Sounds good. Have you had any problem using that?

rwunderlich
Partner Ambassador/MVP
Partner Ambassador/MVP

It's very creative and I like the idea. However, it sound very fragile. If the key storage gets out of synch, like for example when moving a qvd from prod to test, or restoring from a backup, the model breaks.

I generally do optimized loads and then create the autonumbered keys using a join resident for the entire model at load time. Have you tried the timing of that technique?

-Rob

Not applicable

Hi Rob,

I didnt get how you do the autonumbered keys using a join resident. Can you post some code snnipet? However, this should be the last load, without storing the autonumbered key in a qvd file, right?

rwunderlich
Partner Ambassador/MVP
Partner Ambassador/MVP

Yes, the autonumbering is done last, after the qvds are loaded.
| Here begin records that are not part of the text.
PR #833, opened 2025-02-04
for dataproc and databricks use ipython startup file to enable no-import [skip ci]

eordentlich:
to import spark_rapids_ml.install
note that in both cases, default NBs are run as root.

also use more parallelism for notebooks and example instances, leveraging stage level scheduling

### DIFF
--- a/notebooks/dataproc/README.md
+++ b/notebooks/dataproc/README.md
@@ -52,7 +52,7 @@ If you already have a Dataproc account, you can run the example notebooks on a D
   --metadata rapids-version=${RAPIDS_VERSION} \
   --metadata spark-rapids-ml-no-import-enabled=0 \
   --properties spark:spark.executor.resource.gpu.amount=1,\
-  spark:spark.task.resource.gpu.amount=1,\
+  spark:spark.task.resource.gpu.amount=0.0625,\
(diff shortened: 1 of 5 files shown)


eordentlich:
build

notebooks/dataproc/README.md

The join looks like this:

SalesFact:

LOAD * FROM Sales.qvd (qvd);

JOIN (SalesFact)

LOAD DISTINCT

          CustomerID,

          CompanyID,

          AutoNumber(CustomerID & '|' & CompanyID, 'Customer') as %SalesKey

RESIDENT SalesFact

;

Important note -- the DISTINCT keyword will cause the SalesFact table to be DISTINCT -- no duplicate rows. So this technique only works if the rows have guaranteed uniqueness, like a promary key.

-Rob

http://robwunderlich.com

Michael_Reese
Employee
Employee

I have found that it is faster to load the qvd into a temp table first, then do a noncatenate load * into the final table with the autonumber field.  Then drop the temp table.

tmpSalesFact:

LOAD <list fields explicitly>

FROM Sales.qvd (qvd);

SalesFact:

LOAD

     AutoNumber(CustomerID & '|' & CompanyID, 'Customer') as %SalesKey,

     *

RESIDENT tmpSalesFact

;


Drop table tmpSalesFact;

Anonymous
Not applicable

 

You can do a sequencial load:

SalesFact:
load
AutoNumber(CustomerID & '|' & CompanyID, 'Customer') as %SalesKey,
*
; LOAD <list fields explicitly> FROM Sales.qvd (qvd);

In my test, it's the fastest way (greater than left join or load temp table), even it's not a optimezed load.